*Required action*.
Copy the lines verbatim, beginning with the line that contains "Closes: https://github.com/sfackler/rust-openssl/issues/1911" and continuing through the end of the data, and only those lines.

*Data provided*.
PR #1605, opened 2022-02-21
Add X509_PUBKEY related api

Leo1003:
The `X509_PUBKEY` is the structure represents the ASN.1 SubjectPublicKeyInfo which is used in certificates and certificate requests. 

Since I need to parse/serialize such data structure in DER format, I implemented the types and the related methods.


Leo1003:
It seems that some functions are implemented as macros in some versions, I'll try to figure out how to fix...

openssl/src/x509/mod.rs
```diff
@@ -451,6 +451,15 @@ impl X509Ref {
         }
     }
 
+    /// Returns the X509 public key of the certificate request.
+    #[corresponds(X509_get_X509_PUBKEY)]
+    pub fn x509_public_key(&self) -> Result<X509PublicKey, ErrorStack> {
```
sfackler, line 456: From the documentation, it looks like this should return a `&X509PublicKeyRef`.

sfackler, line 456: This needs to return a `&X509PublicKeyRef` according to the OpenSSL documentation.

openssl/src/x509/mod.rs
```diff
@@ -1251,6 +1260,15 @@ impl X509ReqRef {
         }
     }
 
+    /// Returns the X509 public key of the certificate request.
+    #[corresponds(X509_REQ_get_X509_PUBKEY)]
+    pub fn x509_public_key(&self) -> Result<X509PublicKey, ErrorStack> {
```
sfackler, line 1265: Same thing here.

openssl-sys/src/handwritten/x509.rs
```diff
@@ -291,6 +304,17 @@ extern "C" {
     pub fn X509_set_serialNumber(x: *mut X509, sn: *mut ASN1_INTEGER) -> c_int;
     pub fn X509_get_serialNumber(x: *mut X509) -> *mut ASN1_INTEGER;
 }
+cfg_if! {
+    if #[cfg(ossl110)] {
+        extern "C" {
+            pub fn X509_get_X509_PUBKEY(x: *const X509) -> *mut X509_PUBKEY;
+        }
+    } else {
+        pub unsafe fn X509_get_X509_PUBKEY(x: *const X509) -> *mut X509_PUBKEY {
```
sfackler, line 313: This macro redefinition will need to live in the top-level x509.rs file so it exists even when building with bindgen.

Leo1003:
Why do [here](https://github.com/sfackler/rust-openssl/blob/6be9b761de89a918ed9e55082d0b2dc8a17b3dbd/openssl-sys/src/handwritten/types.rs#L256) have `libressl280`? The latest libreSSL source codes still have fields definitions in its public header...
```rust
if #[cfg(any(ossl110, libressl280))] {
        pub enum X509 {}
    } else if #[cfg(libressl)] {
// ...
```

sfackler:
I think because 2.8.0 added the accessor functions required to support everything we currently used.

Leo1003:
> I think because 2.8.0 added the accessor functions required to support everything we currently used.

Should we remove this?

sfackler:
If you need to access fields that aren't exposed via functions, you could change that.

sfackler:
It looks like the LibreSSL 3.4.2 build is failing.

Leo1003:
I'm still trying to figure out why it failed. It looks like I need to prepare a test environment with LibreSSL installed.

PR #1608, opened 2022-03-01
WIP: Add is_ca method to X509 struct

Richterrettich:
This adds the ability to tell the difference between CA certificates and leaf certificates by exposing the `is_ca` method on `X509` structs. 
I've marked this as an WIP PR since I am unsure about the implementation as is and I would appreciate your feedback.

The current implementation introduces a new `BasicConstraints` type that has nothing to do with the existing `x509::extension::BasicConstraints` type. This seems wrong, but I am unsure how to combine those types in an idiomatic way.

I will add more documentation after an initial review.

### DIFF
--- a/openssl/src/x509/mod.rs
+++ b/openssl/src/x509/mod.rs
@@ -47,6 +47,20 @@ pub mod store;
 mod tests;
 
 foreign_type_and_impl_send_sync! {
+    type CType = ffi::BASIC_CONSTRAINTS;
+    fn drop = ffi::BASIC_CONSTRAINTS_free;
+
+    pub struct BasicConstraints;
+    pub struct BasicConstraintsRef;
+}
+
+impl BasicConstraintsRef {
+    pub fn is_ca(&self) -> bool {
+        unsafe { (*self.as_ptr()).ca > 0 }
+    }
+}
+
+foreign_type_and_impl_send_sync! {
     type CType = ffi::X509_STORE_CTX;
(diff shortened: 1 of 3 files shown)


Richterrettich:
I've pushed a new version which exposes the basic constraints directly.

openssl/src/x509/extension.rs
```diff
@@ -81,6 +81,18 @@ impl BasicConstraints {
...
+        self.pathlen
+    }
+
+    pub fn get_critical(&self) -> bool {
+        self.critical
+    }
+
+    pub fn get_ca(&self) -> bool {
+        self.ca
+    }
```
sfackler, line 95: I'm not necessarily opposed to adding these, but what's the use case for them?

openssl/src/x509/mod.rs
```diff
@@ -46,6 +47,17 @@ pub mod store;
 #[cfg(test)]
 mod tests;
 
+// this mod is only used to make the BasicConstraints glue type private.
```
sfackler, line 50: Why would we want to make the BasicConstraints type private?

openssl/src/x509/mod.rs
```diff
@@ -565,6 +577,53 @@ impl X509Ref {
         }
     }
 
+    pub fn basic_constraints(&self) -> Result<Option<extension::BasicConstraints>, ErrorStack> {
```
sfackler, line 580: Why is this reconstructing the type after retrieving it?

PR #1610, opened 2022-03-09
WIP: Support X509 CRLs

Alvenix:
I am not sure if adding support for CRLs is needed in this repo. However, I wanted to handle x509 CRLs in rust and found that openssl the best option for me. (Though I needed to add some binding)

This is work in progress because I don't know how to proceed further. Should I add some documentation? Testing? How? In addition, to be honest I am mimicking the existing code. I do not understand the underlying macros and I do not trust myself to write correct unsafe code without review.

### DIFF
--- a/openssl/src/crl.rs
+++ b/openssl/src/crl.rs
@@ -1,0 +1,177 @@
+use std::{marker::PhantomData, mem, os::raw::c_int, ptr};
+
+use libc::c_void;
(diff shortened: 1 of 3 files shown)


Alvenix:
I did not know that there is an existing (and old pull request) for X509 CRLs. I am closing the pull request.

Issue #1907, opened 2023-04-26
Undefined references to EVP_rc4 on distros with OPENSSL_NO_RC4


oskirby:
Over on the [Mozilla VPN](https://github.com/mozilla-mobile/mozilla-vpn-client) project, we have recently introduced some Rust components that make use of the OpenSSL package and this has been causing link issues on some of our users who are trying to build the client on Linux distributions without RC4 support.

Even though we aren't making use of RC4 anywhere in our codebase, we still encounter errors like this:
```
[ 92%] Linking CXX executable mozillavpn
/usr/bin/ld: ../vpnglean/x86_64-unknown-linux-gnu/debug/libvpnglean.a(openssl-473657804fb859a9.openssl.7f8ba334-cgu.5.rcgu.o): in function `openssl::symm::Cipher::rc4':
(REMOVED)/mozilla-vpn-client/build/cargo_home/registry/src/github.com-1ecc6299db9ec823/openssl-0.10.44/src/symm.rs:287: undefined reference to `EVP_rc4'
/usr/bin/ld: ../vpnglean/x86_64-unknown-linux-gnu/debug/libvpnglean.a(openssl-473657804fb859a9.openssl.7f8ba334-cgu.6.rcgu.o): in function `openssl::cipher::Cipher::rc4':
(REMOVED)/mozilla-vpn-client/build/cargo_home/registry/src/github.com-1ecc6299db9ec823/openssl-0.10.44/src/cipher.rs:328: undefined reference to `EVP_rc4'
collect2: error: ld returned 1 exit status
gmake[2]: *** [src/CMakeFiles/mozillavpn.dir/build.make:3977: src/mozillavpn] Error 1
gmake[1]: *** [CMakeFiles/Makefile2:1120: src/CMakeFiles/mozillavpn.dir/all] Error 2
gmake: *** [Makefile:146: all] Error 2
```

I believe that we should check for the `OPENSSL_NO_RC4` configuration when providing methods that use RC4.

This was reported by one of our users here: mozilla-mobile/mozilla-vpn-client#6228

sfackler:
Ah yeah, that should require a patch like https://github.com/sfackler/rust-openssl/commit/62c8dfdedf67d947f2ff5da0b0ae94741ea8671a

PR #1910, opened 2023-04-26
Check for OPENSSL_NO_RC4 when using EVP_rc4

oskirby:
Not all Linux distributions provide a version of OpenSSL with RC4 cipher support. We should make any function that uses it conditional upon `OPENSSL_NO_RC4` being undefined.

Closes: #1907


sfackler:
Thanks!

PR #1915, opened 2023-05-01
add other name support

huettner94:
the issue with other name SANs is that they can contain arbitary data. As we can no longer use the old method for other_name for security reasons the easiest way now is to do individual implementations per datatype.

We start with strings for now, but it should be quite easy to expand upon that.

Closes: https://github.com/sfackler/rust-openssl/issues/1911

### DIFF
--- a/openssl/src/asn1.rs
+++ b/openssl/src/asn1.rs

*Response area*.
Closes: https://github.com/sfackler/rust-openssl/issues/1911

### DIFF
--- a/openssl/src/asn1.rs
+++ b/openssl/src/asn1.rs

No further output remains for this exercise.